Because .apply would return a reduced Series, which it does not know how to broadcast back:
df.groupby('A')['C'].apply(sum)
giving:
A
bar 3.973
foo 4.373
There are also cases when .transform is used to filter the data:
df[df.groupby(['B'])['D'].transform(sum) < -1]
A B C D
3 bar three 1.287 -0.639
7 foo three 0.657 -1.179
I hope this adds a bit more clarity.
回答 2
我将使用一个非常简单的代码片段来说明不同之处:
test = pd.DataFrame({'id':[1,2,3,1,2,3,1,2,3],'price':[1,2,3,2,3,1,3,1,2]})
grouping = test.groupby('id')['price']
DataFrame看起来像这样:
id price
011122233312423531613721832
该表中有3个客户ID,每个客户进行三笔交易,每次支付1,2,3美元。
现在,我想找到每个客户的最低付款额。有两种方法:
使用apply:
grouping.min()
回报看起来像这样:
id
112131Name: price, dtype: int64
pandas.core.series.Series# return typeInt64Index([1,2,3], dtype='int64', name='id')#The returned Series' index# lenght is 3
使用transform:
分组变换(最小值)
回报看起来像这样:
011121314151617181Name: price, dtype: int64
pandas.core.series.Series# return typeRangeIndex(start=0, stop=9, step=1)# The returned Series' index# length is 9
如果要回答What is the minimum price paid by each customer,则该apply方法是更适合选择的一种。
如果要回答What is the difference between the amount paid for each transaction vs the minimum payment,则要使用transform,因为:
test['minimum']= grouping.transform(min)# ceates an extra column filled with minimum payment
test.price - test.minimum # returns the difference for each row
There are 3 customer IDs in this table, each customer made three transactions and paid 1,2,3 dollars each time.
Now, I want to find the minimum payment made by each customer. There are two ways of doing it:
Using apply:
grouping.min()
The return looks like this:
id
1 1
2 1
3 1
Name: price, dtype: int64
pandas.core.series.Series # return type
Int64Index([1, 2, 3], dtype='int64', name='id') #The returned Series' index
# lenght is 3
Using transform:
grouping.transform(min)
The return looks like this:
0 1
1 1
2 1
3 1
4 1
5 1
6 1
7 1
8 1
Name: price, dtype: int64
pandas.core.series.Series # return type
RangeIndex(start=0, stop=9, step=1) # The returned Series' index
# length is 9
Both methods return a Series object, but the length of the first one is 3 and the length of the second one is 9.

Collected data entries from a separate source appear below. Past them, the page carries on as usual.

PR #1574, opened 2018-05-11
Postpone the upgrade of compute nodes

jsuchome:
Once all other nodes have been upgraded, we want users to allow postponing the upgrade of compute nodes. 

**TODO**

- [x] unit tests in the library
- [x] API change (controller action for postpone/resume)
- [x] crowbar to read indicator file so it allows barclamps editing (3rd commit)
- [x] adapt crowbarctl See https://github.com/crowbar/crowbar-client/pull/174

If you want to answer What is the minimum price paid by each customer, then the apply method is the more suitable one to choose.
If you want to answer What is the difference between the amount paid for each transaction vs the minimum payment, then you want to use transform, because:
test['minimum'] = grouping.transform(min) # ceates an extra column filled with minimum payment
test.price - test.minimum # returns the difference for each row
Apply does not work here simply because it returns a Series of size 3, but the original df’s length is 9. You cannot integrate it back to the original df easily.